Segment Start: Provided data

PR #221, opened 2016-10-13
Add external volume definition to container

bosschaert:
External volumes allow integration with persistent volumes such as NFS or EBS volumes that can be attached to the nodes running the containers. This allows the persistent data to outlive the container in case of a crash and makes it possible to migrate it to wherever the container is moving to.

This pull request replaces #220

### DIFF
--- a/docker.go
+++ b/docker.go
@@ -46,9 +46,17 @@ type Parameters struct {
 
 // Volume is the docker volume details associated to the container
 type Volume struct {
-	ContainerPath string `json:"containerPath,omitempty"`
-	HostPath      string `json:"hostPath,omitempty"`
-	Mode          string `json:"mode,omitempty"`
+	ContainerPath string          `json:"containerPath,omitempty"`
+	HostPath      string          `json:"hostPath,omitempty"`
+	External      *ExternalVolume `json:"external,omitempty"`
+	Mode          string          `json:"mode,omitempty"`
+}
+
+// An external volume definition
+type ExternalVolume struct {
+	Name     string             `json:"name,omitempty"`
+	Provider string             `json:"provider,omitempty"`
+	Options  *map[string]string `json:"options,omitempty"`
 }
 
 // Docker is the docker definition from a marathon application
@@ -88,6 +96,37 @@ func (container *Container) Volume(hostPath, containerPath, mode string) *Contai
 func (container *Container) EmptyVolumes() *Container {
 	container.Volumes = &[]Volume{}
 	return container
+}
+
+// Define external elements for a volume
+//      name: the name of the volume
+//      provider: the provider of the volume (e.g. dvdi)
+func (v *Volume) ExternalVolume(name, provider string) *ExternalVolume {
+	ev := ExternalVolume{
+		Name:     name,
+		Provider: provider,
+	}
+	v.External = &ev
+	return &ev
+}
+
+// AddOption adds an option to an ExternalVolume
+//		name:  the name of the option
+//		value: value for the option
+func (ev *ExternalVolume) AddOption(name, value string) *ExternalVolume {
+	if ev.Options == nil {
+		ev.EmptyOptions()
+	}
+	(*ev.Options)[name] = value
+
+	return ev
+}
+
+// EmptyOptions explicitly empties the options
+func (ev *ExternalVolume) EmptyOptions() *ExternalVolume {
+	ev.Options = &map[string]string{}
+
+	return ev
 }
 
 // NewDockerContainer creates a default docker container for you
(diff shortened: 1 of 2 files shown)


bosschaert:
@timoreimann hopefully this pull request addresses your concerns.

docker.go
```diff
@@ -90,6 +98,37 @@ func (container *Container) EmptyVolumes() *Container {
 	return container
 }
 
+// Define external elements for a volume
+//      name: the name of the volume
+//      provider: the provider of the volume (e.g. dvdi)
+func (v *Volume) ExternalVolume(name, provider string) *ExternalVolume {
+	ev := ExternalVolume{
```
timoreimann: nit-pick: You could take the address of `ExternalVolume` directly on the assignment like

```go
ev := &ExternalVolume{
  ...
}
```

and save the address operators below (net win: one `&` less :-) ).

docker_test.go
```diff
@@ -83,3 +83,23 @@ func TestPortMappingLabels(t *testing.T) {
 	assert.NotNil(t, pm.Labels)
 	assert.Equal(t, 0, len(*pm.Labels))
 }
+
+func TestExternalVolumes(t *testing.T) {
```
timoreimann: Please rename to `TestExternalVolume` (singular volume).

docker_test.go
```diff
@@ -83,3 +83,23 @@ func TestPortMappingLabels(t *testing.T) {
...
+	container := NewDockerApplication().Container
+
+	container.Volume("", "cp", "RW")
+	ev := (*container.Volumes)[0].ExternalVolume("myVolume", "dvdi")
+
+	ev.AddOption("prop", "pval")
+	ev.AddOption("dvdi", "rexray")
+
+	assert.Equal(t, (*container.Volumes)[0].ContainerPath, "cp")
```
timoreimann: The test should not need to care about fields unrelated to `ExternalVolume`, so I'd drop the check on `ContainerPath`.

docker_test.go
```diff
@@ -83,3 +83,23 @@ func TestPortMappingLabels(t *testing.T) {
...
+	assert.Equal(t, (*container.Volumes)[0].External.Name, "myVolume")
+	assert.Equal(t, (*container.Volumes)[0].External.Provider, "dvdi")
+	assert.Equal(t, 1, len(*container.Volumes))
```
timoreimann: This belongs to a test dedicated to validate that `Volume()` works correctly. Unfortunately, we didn't implement such a test when we added `Volume()`. :-(

I'll leave it up to you to either create `TestVolume` and move the length check there, or just drop it in your test.

docker_test.go
```diff
@@ -83,3 +83,23 @@ func TestPortMappingLabels(t *testing.T) {
...
+
+	evt := (*container.Volumes)[0].External
+	assert.Equal(t, (*evt.Options)["dvdi"], "rexray")
+	assert.Equal(t, (*evt.Options)["prop"], "pval")
+	assert.Equal(t, 2, len(*evt.Options))
```
timoreimann: Please move the length check right after the definition of `evt`. You should probably also let the other two option tests depend on the result of the length check, as in:

```go
evt := (*container.Volumes)[0].External
if assert.Equal(t, 2, len(*evt.Options)) {
  assert.Equal(t, (*evt.Options)["dvdi"], "rexray")
  assert.Equal(t, (*evt.Options)["prop"], "pval")
}
```

docker.go
```diff
@@ -90,6 +98,37 @@ func (container *Container) EmptyVolumes() *Container {
...
+		Name:     name,
+		Provider: provider,
+	}
+	v.External = &ev
+	return &ev
+}
+
```
timoreimann: Would be great if we could also have an `EmptyVolume()` method. `TestExternalVolume()` should then be extended by a call to that function and a check that the external volume is actually reset.

timoreimann:
Another smallish review round. :-)

bosschaert:
@timoreimann thanks for the review and feedback. Hopefully I addressed your concerns in this commit.

docker.go
```diff
@@ -90,6 +98,42 @@ func (container *Container) EmptyVolumes() *Container {
 	return container
 }
 
+// Define external elements for a volume
+//      name: the name of the volume
+//      provider: the provider of the volume (e.g. dvdi)
+func (v *Volume) ExternalVolume(name, provider string) *ExternalVolume {
```
timoreimann: Can we call this `SetExternalVolume`?

docker.go
```diff
@@ -90,6 +98,42 @@ func (container *Container) EmptyVolumes() *Container {
...
+	ev := &ExternalVolume{
+		Name:     name,
+		Provider: provider,
+	}
+	v.External = ev
+	return ev
+}
+
+func (v *Volume) EmptyVolume() *Volume {
```
timoreimann: Should be `EmptyExternalVolume`.

bosschaert:
Thanks @timoreimann I really appreciate your help and time! I did the renames in this commit.

timoreimann:
Thanks for your contribution -- merged!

Segment End: Provided data

# Task details
From the records above, pull out every line containing the word "rexray".

# Written response
+	ev.AddOption("dvdi", "rexray")
+	assert.Equal(t, (*evt.Options)["dvdi"], "rexray")
  assert.Equal(t, (*evt.Options)["dvdi"], "rexray")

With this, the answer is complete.